» **Input**:
==================================================

PR #7012, opened 2026-07-10
[megatron] fix: align teacher tensor seqlen with student for forward_kl_topk CP split

gaohongkui:
### What does this PR do?

Fixes an `AssertionError` in `compute_forward_kl_topk` when `context_parallel_size > 1` and batch samples have variable lengths.

**Root cause**: `preprocess_bshd_engine` independently computes `aligned_max_seqlen` for teacher and student nested tensors from their respective offsets. With variable-length samples, teacher and student can produce different aligned totals → CP zigzag split yields mismatched local sequence dimensions → assertion at L293 fails.

**Fix**: Derive the expected total seqlen from the already-split student logits (`student_logits.shape[1] * cp_size`) and pass it as `forced_max_seqlen` to `preprocess_bshd_engine` for teacher tensors. This ensures both sides pad to the same aligned length before CP split.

==================================================

» **Task instructions**: For this exercise, give the entries above again with no difference at all.

» **Worked solution**:
PR #7012, opened 2026-07-10
[megatron] fix: align teacher tensor seqlen with student for forward_kl_topk CP split

gaohongkui:
### What does this PR do?

Fixes an `AssertionError` in `compute_forward_kl_topk` when `context_parallel_size > 1` and batch samples have variable lengths.

**Root cause**: `preprocess_bshd_engine` independently computes `aligned_max_seqlen` for teacher and student nested tensors from their respective offsets. With variable-length samples, teacher and student can produce different aligned totals → CP zigzag split yields mismatched local sequence dimensions → assertion at L293 fails.

**Fix**: Derive the expected total seqlen from the already-split student logits (`student_logits.shape[1] * cp_size`) and pass it as `forced_max_seqlen` to `preprocess_bshd_engine` for teacher tensors. This ensures both sides pad to the same aligned length before CP split.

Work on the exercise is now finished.